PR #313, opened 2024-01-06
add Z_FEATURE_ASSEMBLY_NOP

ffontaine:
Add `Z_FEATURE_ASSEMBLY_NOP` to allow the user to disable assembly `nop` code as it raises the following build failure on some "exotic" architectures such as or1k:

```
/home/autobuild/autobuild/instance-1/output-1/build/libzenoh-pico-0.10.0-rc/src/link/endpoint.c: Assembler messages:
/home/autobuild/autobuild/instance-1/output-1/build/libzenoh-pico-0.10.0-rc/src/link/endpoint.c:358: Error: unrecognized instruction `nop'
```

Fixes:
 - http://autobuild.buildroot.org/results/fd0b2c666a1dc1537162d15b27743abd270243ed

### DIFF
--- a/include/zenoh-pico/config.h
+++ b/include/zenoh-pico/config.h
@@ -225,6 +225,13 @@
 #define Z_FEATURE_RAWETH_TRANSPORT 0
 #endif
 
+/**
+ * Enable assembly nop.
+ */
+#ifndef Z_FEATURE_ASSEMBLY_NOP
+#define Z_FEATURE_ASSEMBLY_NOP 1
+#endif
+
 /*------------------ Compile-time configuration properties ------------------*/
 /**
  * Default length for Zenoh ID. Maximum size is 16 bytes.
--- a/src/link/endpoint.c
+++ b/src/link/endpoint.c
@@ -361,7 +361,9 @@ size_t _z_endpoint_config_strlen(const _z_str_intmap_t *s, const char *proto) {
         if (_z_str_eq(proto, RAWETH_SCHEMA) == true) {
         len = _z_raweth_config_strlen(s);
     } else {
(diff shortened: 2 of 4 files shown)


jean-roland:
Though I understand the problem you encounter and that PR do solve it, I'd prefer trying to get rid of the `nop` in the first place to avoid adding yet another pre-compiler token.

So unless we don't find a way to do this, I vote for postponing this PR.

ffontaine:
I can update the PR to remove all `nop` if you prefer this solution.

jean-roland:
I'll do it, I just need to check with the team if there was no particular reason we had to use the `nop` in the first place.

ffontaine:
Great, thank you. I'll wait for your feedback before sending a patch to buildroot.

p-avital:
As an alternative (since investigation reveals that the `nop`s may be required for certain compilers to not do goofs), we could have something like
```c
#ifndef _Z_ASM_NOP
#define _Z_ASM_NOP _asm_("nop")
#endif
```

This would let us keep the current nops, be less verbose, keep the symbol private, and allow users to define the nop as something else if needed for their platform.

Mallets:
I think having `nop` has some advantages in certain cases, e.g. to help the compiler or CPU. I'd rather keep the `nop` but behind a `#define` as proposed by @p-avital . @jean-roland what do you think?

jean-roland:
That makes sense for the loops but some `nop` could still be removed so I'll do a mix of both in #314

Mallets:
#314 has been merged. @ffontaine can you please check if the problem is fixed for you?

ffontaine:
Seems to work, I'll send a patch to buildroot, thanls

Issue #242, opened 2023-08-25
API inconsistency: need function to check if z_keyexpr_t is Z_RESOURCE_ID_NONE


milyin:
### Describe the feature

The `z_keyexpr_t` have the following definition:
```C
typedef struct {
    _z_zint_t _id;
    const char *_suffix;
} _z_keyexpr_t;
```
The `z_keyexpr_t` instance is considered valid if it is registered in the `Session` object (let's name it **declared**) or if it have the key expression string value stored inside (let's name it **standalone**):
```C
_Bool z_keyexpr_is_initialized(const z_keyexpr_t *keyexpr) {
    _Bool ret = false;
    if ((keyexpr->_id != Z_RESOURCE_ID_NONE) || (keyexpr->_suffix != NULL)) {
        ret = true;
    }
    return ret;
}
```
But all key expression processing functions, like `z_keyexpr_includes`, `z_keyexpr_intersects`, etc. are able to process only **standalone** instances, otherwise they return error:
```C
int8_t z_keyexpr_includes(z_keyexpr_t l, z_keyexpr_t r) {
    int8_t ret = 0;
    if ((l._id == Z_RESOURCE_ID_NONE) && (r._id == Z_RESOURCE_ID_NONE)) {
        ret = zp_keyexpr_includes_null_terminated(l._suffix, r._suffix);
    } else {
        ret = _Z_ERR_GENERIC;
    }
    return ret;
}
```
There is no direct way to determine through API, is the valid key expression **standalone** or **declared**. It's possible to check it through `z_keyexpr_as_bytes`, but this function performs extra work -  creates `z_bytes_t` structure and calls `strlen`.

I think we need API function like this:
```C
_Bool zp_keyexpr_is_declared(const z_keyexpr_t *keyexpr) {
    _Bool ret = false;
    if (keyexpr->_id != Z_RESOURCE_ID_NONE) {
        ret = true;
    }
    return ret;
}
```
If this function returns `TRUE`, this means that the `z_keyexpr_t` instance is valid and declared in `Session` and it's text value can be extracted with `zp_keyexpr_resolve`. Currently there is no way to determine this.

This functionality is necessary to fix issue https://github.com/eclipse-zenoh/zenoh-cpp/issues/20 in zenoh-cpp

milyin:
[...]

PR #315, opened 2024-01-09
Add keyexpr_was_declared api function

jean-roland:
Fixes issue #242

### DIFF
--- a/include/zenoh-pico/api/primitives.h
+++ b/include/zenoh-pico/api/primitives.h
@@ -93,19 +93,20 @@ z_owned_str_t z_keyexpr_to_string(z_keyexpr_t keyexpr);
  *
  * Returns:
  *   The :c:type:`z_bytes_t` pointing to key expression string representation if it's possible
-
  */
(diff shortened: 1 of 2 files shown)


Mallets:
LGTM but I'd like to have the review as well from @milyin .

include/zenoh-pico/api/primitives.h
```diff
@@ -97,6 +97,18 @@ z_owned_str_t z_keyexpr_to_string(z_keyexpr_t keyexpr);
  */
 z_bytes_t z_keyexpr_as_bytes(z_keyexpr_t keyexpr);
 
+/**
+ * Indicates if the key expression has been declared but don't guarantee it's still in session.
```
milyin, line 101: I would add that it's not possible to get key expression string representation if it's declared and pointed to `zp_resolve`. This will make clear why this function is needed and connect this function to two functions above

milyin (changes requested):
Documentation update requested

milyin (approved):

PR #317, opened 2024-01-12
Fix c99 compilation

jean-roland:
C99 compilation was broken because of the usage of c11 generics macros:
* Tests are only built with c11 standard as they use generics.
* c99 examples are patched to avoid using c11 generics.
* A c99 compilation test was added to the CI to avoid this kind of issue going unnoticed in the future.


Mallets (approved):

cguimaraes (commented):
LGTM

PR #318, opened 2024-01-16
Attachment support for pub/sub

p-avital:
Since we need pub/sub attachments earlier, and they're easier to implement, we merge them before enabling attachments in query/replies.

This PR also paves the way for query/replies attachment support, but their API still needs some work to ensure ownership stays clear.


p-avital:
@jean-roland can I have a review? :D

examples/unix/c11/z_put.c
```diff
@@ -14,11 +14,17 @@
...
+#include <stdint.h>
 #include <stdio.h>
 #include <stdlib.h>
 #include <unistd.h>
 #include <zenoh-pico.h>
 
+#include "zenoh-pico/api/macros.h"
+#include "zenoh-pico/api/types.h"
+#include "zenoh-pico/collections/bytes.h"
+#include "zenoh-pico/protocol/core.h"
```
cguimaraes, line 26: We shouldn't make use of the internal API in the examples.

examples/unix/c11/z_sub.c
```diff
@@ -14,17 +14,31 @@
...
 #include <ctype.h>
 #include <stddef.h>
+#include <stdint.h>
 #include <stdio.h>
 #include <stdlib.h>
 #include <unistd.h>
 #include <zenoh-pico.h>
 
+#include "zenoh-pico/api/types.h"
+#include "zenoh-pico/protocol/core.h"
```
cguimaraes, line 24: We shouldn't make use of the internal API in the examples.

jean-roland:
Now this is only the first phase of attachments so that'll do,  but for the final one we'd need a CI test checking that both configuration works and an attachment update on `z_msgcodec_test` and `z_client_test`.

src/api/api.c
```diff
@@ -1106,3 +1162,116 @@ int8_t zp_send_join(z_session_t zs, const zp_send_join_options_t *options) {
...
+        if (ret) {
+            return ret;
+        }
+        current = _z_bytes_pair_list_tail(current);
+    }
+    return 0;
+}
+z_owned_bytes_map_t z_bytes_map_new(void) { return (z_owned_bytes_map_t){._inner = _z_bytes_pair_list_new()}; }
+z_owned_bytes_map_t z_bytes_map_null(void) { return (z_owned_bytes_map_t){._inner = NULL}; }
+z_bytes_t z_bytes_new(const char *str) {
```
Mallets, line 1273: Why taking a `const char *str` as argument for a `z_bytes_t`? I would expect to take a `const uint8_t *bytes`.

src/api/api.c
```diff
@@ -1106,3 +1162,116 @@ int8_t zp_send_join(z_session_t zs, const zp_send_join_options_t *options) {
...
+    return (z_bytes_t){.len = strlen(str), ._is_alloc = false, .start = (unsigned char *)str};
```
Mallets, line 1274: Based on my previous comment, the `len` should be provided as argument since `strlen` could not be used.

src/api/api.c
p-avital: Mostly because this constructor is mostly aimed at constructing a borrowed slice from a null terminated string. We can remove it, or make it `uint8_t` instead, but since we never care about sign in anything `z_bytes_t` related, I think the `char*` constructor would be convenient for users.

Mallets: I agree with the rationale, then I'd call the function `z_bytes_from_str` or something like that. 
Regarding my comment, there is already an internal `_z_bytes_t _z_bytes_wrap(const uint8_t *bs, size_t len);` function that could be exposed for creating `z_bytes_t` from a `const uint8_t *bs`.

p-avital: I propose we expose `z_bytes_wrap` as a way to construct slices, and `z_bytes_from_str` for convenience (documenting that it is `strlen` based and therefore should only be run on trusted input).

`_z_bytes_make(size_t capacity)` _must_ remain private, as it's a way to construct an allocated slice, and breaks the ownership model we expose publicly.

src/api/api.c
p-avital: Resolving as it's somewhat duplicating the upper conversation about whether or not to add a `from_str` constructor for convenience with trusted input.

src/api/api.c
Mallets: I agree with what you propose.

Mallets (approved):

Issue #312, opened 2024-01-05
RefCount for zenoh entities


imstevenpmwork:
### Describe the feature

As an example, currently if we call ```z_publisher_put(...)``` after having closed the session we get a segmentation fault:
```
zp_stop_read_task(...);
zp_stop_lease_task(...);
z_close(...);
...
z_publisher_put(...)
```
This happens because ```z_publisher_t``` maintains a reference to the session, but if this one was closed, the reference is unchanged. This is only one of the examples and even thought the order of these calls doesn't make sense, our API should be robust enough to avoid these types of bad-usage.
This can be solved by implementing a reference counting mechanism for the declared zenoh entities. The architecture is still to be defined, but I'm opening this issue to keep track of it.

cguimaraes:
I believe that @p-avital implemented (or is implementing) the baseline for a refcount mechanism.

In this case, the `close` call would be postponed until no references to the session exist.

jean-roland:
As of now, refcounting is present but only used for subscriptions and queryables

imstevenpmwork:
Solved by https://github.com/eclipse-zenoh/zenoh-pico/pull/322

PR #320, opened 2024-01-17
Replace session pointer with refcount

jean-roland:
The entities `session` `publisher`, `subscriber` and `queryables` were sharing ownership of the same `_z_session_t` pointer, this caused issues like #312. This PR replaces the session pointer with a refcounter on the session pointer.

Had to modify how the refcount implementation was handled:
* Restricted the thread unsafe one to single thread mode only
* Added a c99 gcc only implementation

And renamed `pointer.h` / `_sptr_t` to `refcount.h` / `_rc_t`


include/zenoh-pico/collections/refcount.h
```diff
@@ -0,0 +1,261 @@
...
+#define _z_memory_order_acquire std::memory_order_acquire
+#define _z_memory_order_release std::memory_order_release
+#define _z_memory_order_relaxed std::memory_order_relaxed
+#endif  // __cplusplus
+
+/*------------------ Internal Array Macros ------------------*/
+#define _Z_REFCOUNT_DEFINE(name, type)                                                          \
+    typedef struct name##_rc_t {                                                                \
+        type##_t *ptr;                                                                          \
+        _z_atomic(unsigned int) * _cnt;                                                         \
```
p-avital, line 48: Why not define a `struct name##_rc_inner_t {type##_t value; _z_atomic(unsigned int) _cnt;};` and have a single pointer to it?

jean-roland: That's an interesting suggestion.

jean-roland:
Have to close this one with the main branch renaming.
------------------------
=== EXERCISE REQUIREMENTS ===
Using only the entries above, output the line with "milyin, line 101: I", the line with "using c11 generics.", and all lines between them, exactly as they stand.

=== SOLUTION TO THIS PROBLEM ===
milyin, line 101: I would add that it's not possible to get key expression string representation if it's declared and pointed to `zp_resolve`. This will make clear why this function is needed and connect this function to two functions above

milyin (changes requested):
Documentation update requested

milyin (approved):

PR #317, opened 2024-01-12
Fix c99 compilation

jean-roland:
C99 compilation was broken because of the usage of c11 generics macros:
* Tests are only built with c11 standard as they use generics.
* c99 examples are patched to avoid using c11 generics.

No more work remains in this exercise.